The ruling shifted the debate over Keystone to Washington, where Republicans are pushing for its final approval after more than six years of review by the U.S. State Department.

“Today’s court decision wipes out President Obama’s last excuse,” Republican Senator and chair of the Senate Energy and Natural Resources Committee Lisa Murkowski said.

“Regardless of the Nebraska ruling,” said White House spokesman Eric Schultz, “the House bill still conflicts with longstanding executive branch procedures regarding the authority of the president and prevents the thorough consideration of complex issues that could bear on U.S. national interests.”

In fact, it could take months for the administration to reach a final verdict because the State Department must take comments from eight agencies before reaching its own conclusion about the project.

Environmentalists and other opponents of the pipeline have highlighted the potential for extraction and transport of crude from Canada’s tar sands to contaminate water, pollute air, and harm wildlife. But the GOP, the oil industry, and other pipeline backers argue that Keystone will lead to jobs and increase oil independence as well as strengthen bonds with Canada.

“Boosting American-made energy results in more American jobs and improved international relations,” said Rep. Leonard Lance. “This is a winning combination for our Nation’s economy, our national security and a centerpiece in our relationship with our ally, Canada.”

Rep. Adam Smith had a different take: “Rather than focusing on Keystone XL, we should be working on bigger picture investments in clean energy and energy efficient technologies that will reduce our dependence on fossil fuels that hurt our environment.”

Obama Administration Targets Methane Emissions

The Obama administration has announced the first-ever national standards to cut methane emissions from new sources in the oil and natural gas industry. Methane accounts for some 9 percent of the country’s greenhouse gas emissions, but it has 20 times carbon dioxide’s planet-warming potency.

“This strategy will benefit the economy, the climate and public health,” said Dan Utech, President Obama’s advisor on energy climate change, though activists say the cuts fall short of those needed to reach the administration’s international climate change pledges.

Unclear is whether the proposed 45 percent reduction by 2025 would eventually apply to existing oil and gas installations as well as to future sources of carbon pollution.

Breakthroughs in hydraulic fracturing technology are projected to increase methane emissions from oil and gas operations. Methane leaks from oil and natural gas drilling sites and pipelines are 50 percent higher than previously thought according to a 2014 study published in the journal Science.

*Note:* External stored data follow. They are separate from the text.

PR #490, opened 2026-07-23
feat(wiki): hubspot and braintrust icons in the sources map

nmgarza5:
## Description

Follow-up to #487: the dev wiki's live ingest traffic includes `hubspot` and `braintrust` documents, which fell back to the generic file icon. Adds the existing Opal logos to the sources icon map.

## Additional Options
- [x] Override Linear Check


nmgarza5:
@greptile

PR #502, opened 2026-07-23
feat(automanage): folder-chain flattening detector (Wave 2)

Bo-Onyx:
First Wave-2 detector: single-child folder-chain flattening.

## What it detects
A **chain** is a run of folders each containing exactly one subfolder (a `.gitkeep` marker aside); the **tail** is the first folder with real content. Every level between head and tail is a pass-through. The proposal flattens the chain by moving the tail's pages up into the head, preserving structure below the tail (`head/link/tail/sub/x.md` → `head/sub/x.md`), enumerating every concrete move pair — the executor's exact-path scope rail requires concrete paths.

## Division of labor
- The agentic applier **only moves pages** (the move-must-preserve-content rail from #500 holds it to that). Emptied wrappers keep their `.gitkeep` markers and are deliberately left behind — the **empty-folder detector** proposes their deletion on a later pass. Detectors compose through wiki state, not through each other.
- An entirely empty chain (no pages) stays the empty-folder detector's case.

## Proposal shape
Chain folders ride in `source_paths` (head first, tail last) ahead of the page paths: they're the subject of the op, they widen the applier's path scope to the wrappers, and `validate()` re-derives the chain from them robustly instead of guessing it back out of page paths. `target_paths` = destination pages, index-aligned.

## Premise validation (execute-time)
Stales when: the chain is no longer single-child down to the same tail; the page set under the tail changed (a page added since approval would be stranded half-flattened); or a destination is occupied — judged **case-insensitively**, same as at detect time, so a flatten can never manufacture a case collision. Body edits keep the proposal valid (intent-level consent).

## Guards
- 7-day quiet window on the head — a structure someone is actively building (this month's folder just went in) is left alone.
- Non-page content under the tail (folder-scoped triggers, attachments) skips the chain.
- A chain nested inside an accepted chain's tail is skipped this run — the outer flatten recreates it under the head and a later pass re-detects it.
- **Never auto-approvable**: which folder name survives is naming judgment; a human confirms even in AI-managed scopes.

`move` joins `SUPPORTED_OPS` (the one-line policy decision the allowlist exists for) — the agentic applier already executes moves; all rails (scope, targets-survive, move-preserves-content) apply unchanged.

Note: the Path-2 review banner's detail line says "Keeps X — retires Y" for every target-bearing op, which misreads for `move` — small stacked frontend PR to follow.

13 new tests; automanage/detector/executor suite green (109 passed); ruff + basedpyright clean.

### DIFF
--- a/backend/app/api/coedit.py
+++ b/backend/app/api/coedit.py
@@ -6,7 +6,7 @@ the originating conversation for the design rationale.
 
 The first ``asyncio`` in this backend, scoped deliberately: ``async`` here
 covers connection lifecycle only (accept, the recv/send loops, task
-orchestration) — every ``_connect_sync``/``_disconnect_sync``/``_handle_*``
+orchestration) — every ``_connect_sync``/``record_leave``/``_handle_*``
 helper below is a plain sync function, run via ``asyncio.to_thread`` from
 the loops, with no idea it's being called from an async context at all. See
 CLAUDE.md's "WebSocket routes" rule before adding another route like this
@@ -31,7 +31,6 @@ from __future__ import annotations
 import asyncio
 import logging
 import queue
-import threading
 from typing import Any
 
 from fastapi import APIRouter, Depends, WebSocket, WebSocketDisconnect
@@ -52,6 +51,7 @@ from app.models.coedit import (
     ParticipantOut,
 )
 from app.tasks.coedit_checkpoint import checkpoint_coedit_session
+from app.tasks.coedit_leave import leave_coedit_session, record_leave
 from app.wiki import coedit, coedit_channel, git
 
 router = APIRouter()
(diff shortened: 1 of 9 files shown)


Bo-Onyx:
Addressed in the latest push. The executor now recovers the moves the run actually performed from the pre-minted doc ids (a source whose id row is live at a different path was moved there), captured before the revert, and replays them **in reverse through `notify.after_path_move`** — the same single chokepoint the forward move used. So ACL/owner rows, update policies, doc ids, co-edit sessions, comments, the trigger cache, and the search index all follow the page back, with no per-table unwinding code. A freshly written destination that the revert deletes (a write, not a move) gets its search entry purged as a backstop; ACL/policy orphans at such paths remain the known-debris class the move machinery heals on collision.

Regression test: a scripted run lands one move then fails — after the revert, the doc id, owner row, and search index all point at the source again and nothing references the removed destination.

PR #504, opened 2026-07-23
fix(automanage): make sweep-slot acquisition atomic

Bo-Onyx:
Follow-up to #501, resolving the review comment: the guard was check-then-insert (`running_sweep_exists()` in one transaction, the run-row insert in another), so the singleton held only because the queue has a single consumer — direct callers or a multi-consumer deployment could still double-scan.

Estimates of Social Cost of Carbon Vary Widely, with Policy Consequences

The social cost of carbon (SCC) or the economic damage caused by a ton of carbon dioxide emissions—which the United States uses to guide energy regulations and, potentially, future mitigation policies—is $37 per ton according to a recent U.S. government study or, according to a new study by Stanford researchers published this week in the journal Nature Climate Change, six times that value.

The Stanford scientists say the current pricing models fail to reflect all the economic damage each ton of CO2 causes and that a higher value on that damage could change policy.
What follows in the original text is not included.